Solving the ext3 latency problem

Posted Apr 19, 2009 8:07 UTC (Sun) by sitaram (guest, #5959) [Link]

Thank you...

I'm one of those people for whom the security aspect is far more important (*) than data loss -- data loss can happen for so many other reasons that one should have a good, reliable, backup regime anyway, so one more reason doesn't bother me.

So ext3: people with my mindset should stick with data=ordered. (I don't see guarded as being too useful for ext3 -- we'll probably have switched to ext4 by the time guarded becomes mainstream).

Ext4: I think I'll stick with ordered here too. If the overhead has been much reduced by delayed alloc, it correspondingly reduces the main advantage of writeback too :-) I'd rather err on the side of security when the difference is minor.

Although collectively we like choice, and we *need* choice, when it comes to actual usage, we have to rationally reduce the many choices available into one and say "*this* is what we will use"!

Thanks once again for jumping in and helping with that!

Sitaram

(*) My home desktop is used by my kids also, for instance -- so it *is* a multi-user machine in the old traditional sense. The work machine runs email and office apps as one user, and my web browser and IRC as another user (simultaneously), so -- while both users are still me -- it too is multi user in the sense of wanting to keep two disparate sets of files separate.

Solving the ext3 latency problem

Posted Apr 19, 2009 22:35 UTC (Sun) by bojan (subscriber, #14302) [Link]

Thank you kindly for you detailed reply.

Solving the ext3 latency problem

Posted Apr 19, 2009 22:50 UTC (Sun) by bojan (subscriber, #14302) [Link] (2 responses)

> Chris Mason is also working on a data=guarded mode, which will cause files to be truncated (much like delayed allocation) on a crash with ext3. I will look into porting this mode into ext4, if it proves to be enough of a performance advantage for ext4 over data=ordered, and yet providing a tiny bit more safety than data=writeback. It's not clear to me that it will be worth it for ext4, however.

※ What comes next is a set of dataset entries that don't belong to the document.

PR #4687, opened 2020-12-31
Implement shortest round-trip float to string conversion

XavierCooney:
This is currently very much WIP, but because it's kind of big I think it'd be good to get some feedback before I finish and polish everything. There's a big comment in `double_to_digits` which should explain most things. So far I've only actually added calls to this code in `Format.cpp`, but I'm halfway done with the adding to the JS engine, but there's also the printf implementation and the calculator which also have their own not-quite-correct float to string conversion. I'm also going to add another mode to `double_to_string` to ensure there are trailing zeroes up to precision, which should allow it to act more like the old formatter and the requirements for printf. The current implementations suffer from information loss, and sometimes an annoying '9999' at the end, but for the most part that probably doesn't matter a whole lot. However, a correct algorithm is needed to meet the JS spec, and also a number of the implementations don't seem to handle somewhat big floats, for example:
image
This could probably be correct in some way, but alas no simple multiply/divide by 10 algorithm can correctly get the shortest round-trip representation, thus this PR.

I also had to move `SignedBigInteger` and `UnsignedBigInteger` to AK (from LibCrypto), and I also added a simple `shift_left` method to `UnsignedBigInteger`.

### DIFF
--- a/AK/FloatToDigits.cpp
+++ b/AK/FloatToDigits.cpp
@@ -1,0 +1,376 @@
+/*
+ * Copyright (c) 2020, Xavier Cooney <xavier.cooney03@gmail.com>
+ * All rights reserved.
+ *
+ * Redistribution and use in source and binary forms, with or without
+ * modification, are permitted provided that the following conditions are met:
+ *
+ * 1. Redistributions of source code must retain the above copyright notice, this
+ *    list of conditions and the following disclaimer.
+ *
+ * 2. Redistributions in binary form must reproduce the above copyright notice,
+ *    this list of conditions and the following disclaimer in the documentation
+ *    and/or other materials provided with the distribution.
+ *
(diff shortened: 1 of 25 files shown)


linusg:
For the first commit we should probably add a `using AK::SignedBigInteger;` and `using AK::UnsignedBigInteger;` so we can drop the `AK::` from every use, that's how most (all?) things in AK do it.

sunverwerth:
Very cool :+1:  I worked on JS::Value::to_string() recently but found out I was very much out of my element :D It has very specific rules as to when to switch to a scientific representation. Are these rules universal or specific to JS? Do you think we can unify all these implementations under one central API?

XavierCooney:
Closing this now because I don't have enough time to finish it right now, but I might be able in the future. If anyone else wants to finish this feel free.

PR #4691, opened 2020-12-31
WindowServer: Send WindowDeactivated event to windows blocked by modal

linusg:
When a new modal window is created, we still want to forward the `WindowDeactivated` event to its parent window, despite it being blocked by the newly created modal (which causes WindowServer's `Window::event()` to ignore all incoming events from WindowManager for that window).

This fixes the "terminal doesn't stop blinking when blocked by modal window" bug.


awesomekling:
Ohh, thanks for tracking that down :D

PR #4695, opened 2020-12-31
LibWeb: Clear circular download reference when download finished

tomuta:


Libraries/LibWeb/Loader/ResourceLoader.cpp
```diff
@@ -184,7 +184,10 @@ void ResourceLoader::load(const LoadRequest& request, Function<void(ReadonlyByte
                     error_callback("HTTP load failed");
                 return;
             }
-            deferred_invoke([&](auto&) { const_cast<RefPtr<Protocol::Download>&>(download) = nullptr; });
+            deferred_invoke([download](auto&) {
+                // Clear circular reference of `download` captured by copy
+                const_cast<Protocol::Download&>(*download).on_buffered_download_finish = nullptr;
```
alimpfard, line 189: Continuing on from https://github.com/SerenityOS/serenity/pull/4672#discussion_r550681708,

this is what I see here:
now what's happening is that `download` (a field in the anonymous class created by the lambda) is being copied into this other lambda, then the other side of the cyclic chain is cleared, the refcount of `download` drops to 1 (was 2 when we entered this lambda), and it's finally deleted when the object containing this lambda is deleted in the impl of `deferred_invoke`.

I think it's the same thing either way, both make sense to me

tomuta: Right, but if you don't copy it but instead just reference it using `[&]` you're potentially referencing a non-existing object. I think the code as it is right now probably references `download` captued by the other lambda, so if the other lamda were to be deleted it would point to a non-existing RefPtr. Or maybe even a reference to a local variable on the stack. Not sure how exactly this is defined in the c++ spec. To me, an explicit copy-capture is more explicit and probably less likely to break. Yes, it adds an additional reference for the lambda holding onto it.

alimpfard: There's no way the containing lambda would be deleted though, it's stuck in a reference cycle between itself and the download instance that contains it :thinking:

Either way is too damn convoluted though

tomuta: True. Yeah that's a lot of assumptions for a reference capture. Personally, I only like reference captures when I use them like functors.

alimpfard: Well, this change isn't any worse than what it replaces, so :+1: for that.
And yeah, it's much more comfortable to not have to think about something's lifetime when you capture it by reference, less room for weird action at a distance, so to speak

Unless there is a significant performance penalty by updating metadata only after the data has been written, instead of having another mode, this is probably how writeback mode should work.

Solving the ext3 latency problem

Posted Apr 20, 2009 0:29 UTC (Mon) by tytso (subscriber, #9993) [Link] (1 responses)

Unless there is a significant performance penalty by updating metadata only after the data has been written, instead of having another mode, this is probably how writeback mode should work.

(Note that data=guarded is only deferring the update of i_size, and not any other form of metadata.)

We'll have to benchmark it and see. It does mean that i_size gets updated more, and so that means that the inode has to get updated as blocks are staged out to disk, so that means some extra writes to the journal and inode table. I don't think it should be noticeable, at least for most workloads, since it should be lost in the noise of the data block I/O, but it is extra seeks and extra writes.

Solving the ext3 latency problem

Posted Apr 20, 2009 3:43 UTC (Mon) by bojan (subscriber, #14302) [Link]

Thanks for the explanation.

I guess if i_size could be updated just once, when all the blocks are pushed out, then this would be even less of a problem. But, then again, I have no idea how this actually works inside the code, so this suggestion is probably naive.